Mexican baseball player (1913–1988)

Baldomero "Mel" Almada Quirós (February 7, 1913 – August 13, 1988) was a Mexican center fielder in Major League Baseball who played from 1933 through 1939 for the Boston Red Sox (1933–1937), Washington Senators (1937–1938), St. Louis Browns (1938–1939) and Brooklyn Dodgers (1939). He batted and threw left-handed.

A native of Huatabampo, Sonora, Mexico, Almada made history by becoming the first Mexican baseball player to play in the major leagues.

==Biography==
Raised and educated in California, Almada attended Los Angeles High School, where he was a teammate of future major leaguer Bud Bates. As an outfielder, Almada was noted for his throwing arm. He primarily batted leadoff due to his pitch selection and ability to execute bunts.

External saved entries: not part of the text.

PR #53, opened 2016-11-15
Make docker-workflow an optional dependency

abayer:
Prompted by [JENKINS-39723](https://issues.jenkins-ci.org/browse/JENKINS-39723)

Allow installing `pipeline-model-definition` without autoinstalling `docker-workflow` as well. Also makes the `DockerPipeline` and `DockerPipelineFromDockerfile` `Extension`s `optional`, so that they won't have classloading errors if `docker-workflow` isn't installed, and attempts to use `agent docker:...` or `agent dockerfile:...` will error out at validation time.

cc @reviewbybees esp @rsandell @michaelneale

### DIFF
--- a/pipeline-model-definition/pom.xml
+++ b/pipeline-model-definition/pom.xml
@@ -100,6 +100,7 @@
       <groupId>org.jenkins-ci.plugins</groupId>
       <artifactId>docker-workflow</artifactId>
       <version>1.9</version>
+      <optional>true</optional>
     </dependency>
     <dependency>
       <groupId>org.jenkins-ci.plugins</groupId>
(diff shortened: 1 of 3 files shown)


michaelneale:
Ambivalent as to if this is a good idea or not. *shrug emoji*

abayer:
> Ambivalent as to if this is a good idea or not

So here's my reasoning - not everyone's going to use `docker-workflow`. We want to actively encourage developers of similar plugins (i.e., the kubernetes plugin) to write their own `DeclarativeAgent` backends, and not everyone's going to be using containers at all.

michaelneale:
Well the solution based documentation uses `agent docker` a fair bit, so this would mean they have to install something else (which has a slippery name) - I would like @i386 to comment.

i386:
🐛 I think this is a bad idea as people will have to figure out at runtime that `docker-workflow` is needed to run the examples. Now, if we had a `declarative` aggregator that we told everyone to install and it brings in things like `docker-workflow` and `pipeline-model-definition` became the definition for the model I'd like this change better.

rsandell:
I'm ok with this if the documentation is updated to not have docker examples unless explicitly stated that they need another plugin installed.

abayer:
Fair enough - closing this.

jglick:
Optional dependencies are generally evil anyway.

PR #56, opened 2016-11-17
[FIXED JENKINS-39799] Properly handle bad content in post blocks.

abayer:
[JENKINS-39799](https://issues.jenkins-ci.org/browse/JENKINS-39799)

We actually would have errored out properly-ish if it wasn't for the
fact that we ended up with a ModelASTBuildCondition with null
condition and null branch, leading to the NPE during compilation. I
decided to improve the error messaging and make sure we don't attempt
to validate further when condition or branch are null.


rsandell:
:bee:

rsandell:
clicked the wrong "comment" button.

PR #57, opened 2016-11-17
Run empty stages for conditionally-skipped stages.

abayer:
This is just a band-aid until JENKINS-38153 lands with a better
solution involving tags metadata and all that jazz, but this'll at
least make sure our execution plan matches reality for now.

cc @reviewbybees esp @rsandell @HRMPW @i386


i386:
so this goes and creates a flow node for a conditional stage even if it doesn't really get run?

abayer:
Yes, same as we've long been doing for stages after a failed stage.

i386:
Sounds good to me 💯

rsandell:
Well by principal I don't like it. ;)

abayer:
@rsandell =P

PR #59, opened 2016-11-29
[JENKINS-39134] Fix CreationException when resuming inside script {}

jglick:
[JENKINS-39134](https://issues.jenkins-ci.org/browse/JENKINS-39134)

Almada was signed by the Boston Red Sox out of the Pacific Coast League. He made his Major League debut with the Red Sox on September 8, 1933, batting .344 in 14 game appearances. On October 1 of that season, Almada batted the last hit Babe Ruth gave up as a pitcher. Overall, he had three hits and two walks off Ruth.

Almada then became an everyday player in 1935, appearing in 151 games and finishing with a .290 average and 20 stolen bases.

In the 1937 midseason, Almada was traded by Boston along with the brothers Rick and Wes Ferrell to the Washington Senators in exchange for Ben Chapman and Bobo Newsom. At the time of the deal, Almada was hitting just .236, but he hit .309 the rest of the way, ending with a .296 average, 91 runs and 27 doubles. On July 25, during the first game of a doubleheader against the St. Louis Browns, Almada scored five runs to tie a Major League record. When he added four runs in the second game, he set an 18-inning Major League record with nine runs scored in a double-header.

After a .244 start in 1938, Almada was sent by Washington to the Browns in exchange for All-Star outfielder Sam West. Almada hit .342 with St. Louis, ending with .311, 101 runs, 197 hits and 29 doubles, all career-high numbers. That season, he also had a stretch in which he had a base hit in 54-out-of-56 games from June 21 through Aug 19 (second game), meaning he fell just two hitless games short of Joe DiMaggio's record 56-game hitting streak. But he slumped to .239 in 1939 and was sold to the Brooklyn Dodgers. With Brooklyn, he was used as a backup outfielder and pinch-hitting specialist. He made his last Major League appearance on October 1, 1939.

In a seven-season career, Almada posted a .284 batting average with 15 home runs and 197 RBI in 646 games.

Almada returned to the Pacific Coast League for one season with the Sacramento Solons in 1940. He later managed in the Mexican League. In 1972, he was inducted to the Mexican Baseball Hall of Fame.

==Personal life==
Mel's older brother, Lou Almada, was also a professional baseball player.

Mel Almada died in his home state of Sonora, Mexico, at age 75.